21 August 2008

And Now For Something Completely Different



Just as I am on a roll with Pauline/Helen, a distraction pushed it's way into my day.

About 3 years ago Sorenson Molecular was starting a DNA database project. I volunteered to participate. I was sent a kit in which to submit my sample. It was so easy. I just swished a pleasant tasting fluid around in my mouth for a couple of minutes and spit it into a container. I mailed it back to Sorenson's along with a "proven" 4 generation pedigree chart. At the time, the results were not available to the participants, but were used in comparing random DNA data collected from around the world.

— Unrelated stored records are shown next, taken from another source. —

PR #2756, opened 2026-09-09
fix(ingest): deadline and chunk writes to avoid stalling

tyler-elton-gravwell:
This PR **PARTIALLY** addresses https://github.com/gravwell/issues/issues/2820

## This PR proposes...

- **Root cause**: `bufio`'s internal auto-flush bypassed the only write deadline, so a stalled indexer could block writes forever
- Fix chunks writes with a per-block deadline, so slow transfers survive but truly stalled ones don't
- New config: `EntryReaderWriterConfig.FlushTimeout`/`WriteBlockSize`, `EntryWriter.OverrideFlushTimeout()`
- Hardened against zero-value misconfiguration (would otherwise spin or fail instantly)
- Tests (paused indexer, confirms no data loss)

## PR Tasks

## Reviewer Tasks

### DIFF
--- a/ingest/entryWriter.go
+++ b/ingest/entryWriter.go
@@ -91,7 +91,6 @@ type EntryWriter struct {
 	flshr         flusher
 	bIO           *bufio.Writer
 	bAckReader    *bufio.Reader
-	errCount      uint32
 	mtx           *sync.Mutex
 	ecb           entryConfBuffer
 	hot           bool
@@ -193,10 +192,14 @@ func (ew *EntryWriter) OverrideFlushTimeout(ft time.Duration) error {
 	}
 	ew.flushTimeout = ft
 
+	// ew.flushTimeout alone only governs flush()'s own deadline.
+	// The conn's Write() loop resets the deadline from its own copy
+	// before every block, so that copy has to be updated too or the
+	// override is a no-op.
+	ew.conn.SetFlushTimeout(ft)
+
 	return nil
 }
-
-type connWrapper func(conn) conn
 
 // wrapConn passes in a function that can wrap a reader/writer
 // when called we reset the write buffer, caller should make sure there isn't anything buffered
@@ -254,14 +257,6 @@ func (ew *EntryWriter) forceAckCtx(ctx context.Context) error {
 	ew.mtx.Lock()
 	defer ew.mtx.Unlock()
 	return ew.forceAckNoLock(ctx)
-}
-
-// outstandingEntries gives you a list of entries that have not been confirmed yet
-// the list IS NOT CLEARED, if you call it over and over you will get them all over and over
-func (ew *EntryWriter) outstandingEntries() []*entry.Entry {
-	ew.mtx.Lock()
-	defer ew.mtx.Unlock()
-	return ew.ecb.outstandingEntries()
 }
 
 // ejectOutstandingEntries is almost identical to outstandingEntries, but it also resets the confirmation buffer
@@ -571,16 +566,22 @@ func (ew *EntryWriter) flush() (err error) {
 		return
 	}
 
+	// Clear it unconditionally on the way out, not just on success.
+	// It sticks with the connection otherwise, even past the point
+	// this flush is done or has failed.
+	defer ew.conn.ClearWriteTimeout()
+
 	//issue the flush with timeout
-	if err = ew.bIO.Flush(); err == nil {
-		//check if we can cast to a flusher and flush
-		if ew.flshr != nil {
-			if err = ew.flshr.Flush(); err != nil {
-				return
-			}
-		}
-		err = ew.conn.ClearWriteTimeout()
+	if err = ew.bIO.Flush(); err != nil {
+		return
 	}
+	//check if we can cast to a flusher and flush
+	if ew.flshr != nil {
+		if err = ew.flshr.Flush(); err != nil {
+			return
+		}
+	}
+
 	return
 }
 
--- a/ingest/entryWriter.go
+++ b/ingest/entryWriter.go
@@ -1,5 +1,5 @@
 /*************************************************************************
- * Copyright 2017 Gravwell, Inc. All rights reserved.
+ * Copyright 2026 Gravwell, Inc. All rights reserved.
  * Contact: <legal@gravwell.io>
  *
  * This software may be modified and distributed under the terms of the
@@ -46,7 +46,7 @@ const (
 
 	maxThrottleDur time.Duration = 5 * time.Second
 
-	flushTimeout        time.Duration = 10 * time.Second
+	defaultFlushTimeout time.Duration = 10 * time.Second
 	negotiateTagTimeout time.Duration = 10 * time.Second
 )
 
@@ -74,6 +74,10 @@ const (
 	CONFIRM_DITTO_BLOCK_MAGIC    IngestCommand = 0x55667788
 )
 
+var (
+	ErrInvalidDuration = errors.New("invalid duration")
+)
+
 type IngestCommand uint32
 type entrySendID uint64
 
@@ -94,6 +98,7 @@ type EntryWriter struct {
 	buff          []byte
 	id            entrySendID
 	ackTimeout    time.Duration
+	flushTimeout  time.Duration
 	serverVersion uint16
 	ctx           context.Context
 }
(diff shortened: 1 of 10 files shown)


ingest/throttle.go
```diff
@@ -123,6 +162,50 @@ func (w *throttleConn) Write(b []byte) (n int, err error) {
...
+		blockSize = defaultWriteBlockSize
+	}
+
+	writeTimeout := fs.writeTimeout
+	if writeTimeout <= 0 {
+		writeTimeout = defaultFlushTimeout
+	}
+
+	for n < len(b) {
+		if err = fs.SetWriteDeadline(time.Now().Add(writeTimeout)); err != nil {
```
kris-watts-gravwell, line 193: you need to make sure to remove the write deadline on exit

ingest/entryWriter.go
```diff
@@ -535,7 +567,7 @@ func (ew *EntryWriter) WriteDittoBlock(ents []entry.Entry) error {
 // if the timeout expires we attempt to service acks and go back to attempting to flush
 func (ew *EntryWriter) flush() (err error) {
 	//set the write timeout
-	if err = ew.conn.SetWriteTimeout(flushTimeout); err != nil {
+	if err = ew.conn.SetWriteTimeout(ew.flushTimeout); err != nil {
```
kris-watts-gravwell, line 570: make sure to clear this deadline on the way out of this function, it sticks with the connection even after you are done with the flush

kris-watts-gravwell (changes requested):
few issues:

- [x] ingest/entryWriter.go:187 — OverrideFlushTimeout is a no-op. fullSpeed.Write re-sets the deadline from the construction-time fs.writeTimeout before every block, overwriting what flush() just installed from ew.flushTimeout. Reproduced: FlushTimeout: 5s + OverrideFlushTimeout(200ms) → write still failed at i/o timeout after 5.004506053s. The new test only asserts on the struct field.
- [x] ingest/throttle.go:152 — throttleConn.Write doesn't add r to n on the error paths, unlike the fullSpeed.Write sibling fixed in the same diff. Reproduced with a counting wrapper conn: reported n=0 while 65482 bytes actually reached the peer. With rate limiting on, syncAndCloseConnection → syncTimeout → flush() then re-sends those bytes on the same connection. Line 155 (lm.WaitN) has the same defect.
- [x] e2e/ingesters/HttpIngester/stall_test.go:76 — no defer e2e.UnpauseInstance(t); the t.Fatalf at line 120 skips the unpause at line 131 and leaves the shared container frozen.

Plus the deferred clears on the deadlines, a deadline does not go away after its hit or a write is done.

ingest/entryWriter.go
tyler-elton-gravwell: addressed in ca8672c3ec6ce5018a88df541de963fcebf82a06

ingest/throttle.go
tyler-elton-gravwell: addressed in ca8672c3ec6ce5018a88df541de963fcebf82a06

ingest/throttle.go
```diff
@@ -25,6 +42,12 @@ type throttleConn struct {
 	to    time.Duration
 	ctx   context.Context
 	cncl  func()
+	// writeTimeout/blockSize configure the per-block deadline behavior in Write
+	// below. Set to sane defaults by newThrottleConn. Tests construct a throttleCon
```
kris-watts-gravwell:
```suggestion
	// below. Set to sane defaults by newThrottleConn. Tests construct a throttleConn
```

ingest/throttle.go
```diff
@@ -105,15 +126,48 @@ func (w *throttleConn) Write(b []byte) (n int, err error) {
 		ctx, cancel = context.WithTimeout(w.ctx, w.to)
 		defer cancel()
 	}
+
+	// A caller that constructs a throttleConn literal directly (tests do
+	// exactly this, see throttle_test.go) can leave these values zeroed.
+	// Without this fallback, blockSize == 0 makes every chunk a zero-length
+	// write that "succeeds" without advancing n. An infite spin, not a clean
```
kris-watts-gravwell:
```suggestion
	// write that "succeeds" without advancing n. An infinite spin, not a clean
```

kris-watts-gravwell (changes requested):
few more minor nits


I am also working through some other stuff with deadlines on shutdown

kris-watts-gravwell:
- [x] While the deferred clear deadline calls on flush are correct it looks like we can now have an infinite deadline on Close which means shutdown can stall forever.
- [x] The deadlines on flush and what not are probably too tight, we had a 60s timeout before for really slow disks.  we might want to keep that?
- [x] newThrottleConn doesn't keep the configured values.  It silently rewrites flush timeouts and what not.   
- [x] throttleConn.Write will spin forever if burst is <= 0

ingest/throttle.go
tyler-elton-gravwell: addressed in f7a7e91abc5cd18b8cd0c1424f61e50303c7320f

ingest/throttle.go
tyler-elton-gravwell: addressed in f7a7e91abc5cd18b8cd0c1424f61e50303c7320f

tyler-elton-gravwell:
> * [ ]  While the deferred clear deadline calls on flush are correct it looks like we can now have an infinite deadline on Close which means shutdown can stall forever.

addressed in f7a7e91abc5cd18b8cd0c1424f61e50303c7320f

> * [ ]  The deadlines on flush and what not are probably too tight, we had a 60s timeout before for really slow disks.  we might want to keep that?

A couple of months ago I get an email from Sorenson's:

Sorenson Molecular Genealogy Foundation (SMGF) is excited to announce that your personalized DNA results are now available from the Sorenson mtDNA database, through a special offer made by GeneTree, a family networking website. Eligible participants may obtain their mtDNA-HVI, II, III results and pedigree information
To be eligible for this offer you must have requested an SMGF participation kit prior to October 23, 2007 and returned your kit prior to Dec 31, 2007.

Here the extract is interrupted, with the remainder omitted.